» STUDY MATERIAL:
>>

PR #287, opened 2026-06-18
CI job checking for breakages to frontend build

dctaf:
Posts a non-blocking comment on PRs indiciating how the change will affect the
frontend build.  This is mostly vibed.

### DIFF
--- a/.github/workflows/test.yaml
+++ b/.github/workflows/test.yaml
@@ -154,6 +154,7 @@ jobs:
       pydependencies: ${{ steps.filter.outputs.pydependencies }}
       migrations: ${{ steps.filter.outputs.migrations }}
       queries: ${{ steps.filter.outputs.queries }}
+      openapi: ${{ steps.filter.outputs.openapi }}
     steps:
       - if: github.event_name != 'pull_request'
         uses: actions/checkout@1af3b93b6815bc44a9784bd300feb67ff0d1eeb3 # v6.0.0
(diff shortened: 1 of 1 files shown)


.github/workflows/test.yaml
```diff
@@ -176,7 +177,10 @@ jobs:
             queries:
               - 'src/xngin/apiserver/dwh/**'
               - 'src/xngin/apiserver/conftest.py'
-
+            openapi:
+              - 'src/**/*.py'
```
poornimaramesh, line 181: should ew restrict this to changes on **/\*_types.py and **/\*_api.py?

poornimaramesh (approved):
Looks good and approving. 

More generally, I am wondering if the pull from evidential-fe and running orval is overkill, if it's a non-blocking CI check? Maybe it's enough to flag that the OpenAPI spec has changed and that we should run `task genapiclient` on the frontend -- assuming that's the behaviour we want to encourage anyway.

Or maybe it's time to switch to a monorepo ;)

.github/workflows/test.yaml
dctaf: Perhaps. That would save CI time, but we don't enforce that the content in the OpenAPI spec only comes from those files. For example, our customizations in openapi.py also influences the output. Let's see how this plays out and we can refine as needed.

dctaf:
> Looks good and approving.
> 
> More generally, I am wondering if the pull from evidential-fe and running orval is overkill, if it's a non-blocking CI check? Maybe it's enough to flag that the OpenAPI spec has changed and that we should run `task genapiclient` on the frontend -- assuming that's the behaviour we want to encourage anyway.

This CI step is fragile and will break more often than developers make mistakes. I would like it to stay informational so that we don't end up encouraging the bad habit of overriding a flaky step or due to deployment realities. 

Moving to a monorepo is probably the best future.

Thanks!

<<
>>

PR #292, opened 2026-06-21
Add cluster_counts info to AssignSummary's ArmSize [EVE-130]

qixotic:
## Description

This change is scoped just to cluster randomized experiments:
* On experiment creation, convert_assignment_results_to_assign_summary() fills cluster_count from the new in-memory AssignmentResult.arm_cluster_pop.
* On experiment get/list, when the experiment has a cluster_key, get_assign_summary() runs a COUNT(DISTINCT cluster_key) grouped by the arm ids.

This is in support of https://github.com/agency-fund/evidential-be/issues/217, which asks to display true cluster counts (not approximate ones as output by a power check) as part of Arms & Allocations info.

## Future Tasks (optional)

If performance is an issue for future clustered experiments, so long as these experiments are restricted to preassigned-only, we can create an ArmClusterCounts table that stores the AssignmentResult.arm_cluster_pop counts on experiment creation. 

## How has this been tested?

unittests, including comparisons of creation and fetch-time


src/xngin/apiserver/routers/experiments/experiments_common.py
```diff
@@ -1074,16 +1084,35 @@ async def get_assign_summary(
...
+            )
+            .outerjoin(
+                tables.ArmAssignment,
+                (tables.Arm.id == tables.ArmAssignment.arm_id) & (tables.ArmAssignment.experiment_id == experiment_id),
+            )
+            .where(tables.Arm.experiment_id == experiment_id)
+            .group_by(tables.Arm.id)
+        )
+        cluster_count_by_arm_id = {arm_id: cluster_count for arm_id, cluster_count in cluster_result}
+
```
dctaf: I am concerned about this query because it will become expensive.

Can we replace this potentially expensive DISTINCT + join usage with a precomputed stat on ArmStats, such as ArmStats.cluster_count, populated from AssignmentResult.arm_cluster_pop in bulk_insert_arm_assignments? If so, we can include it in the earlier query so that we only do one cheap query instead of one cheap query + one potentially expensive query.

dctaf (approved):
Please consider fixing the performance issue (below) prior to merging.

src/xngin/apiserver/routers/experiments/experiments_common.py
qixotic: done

<<

» PROMPT: Scan the listing above and copy all lines containing the word "flag".

» PROBLEM SOLUTION:
More generally, I am wondering if the pull from evidential-fe and running orval is overkill, if it's a non-blocking CI check? Maybe it's enough to flag that the OpenAPI spec has changed and that we should run `task genapiclient` on the frontend -- assuming that's the behaviour we want to encourage anyway.
> More generally, I am wondering if the pull from evidential-fe and running orval is overkill, if it's a non-blocking CI check? Maybe it's enough to flag that the OpenAPI spec has changed and that we should run `task genapiclient` on the frontend -- assuming that's the behaviour we want to encourage anyway.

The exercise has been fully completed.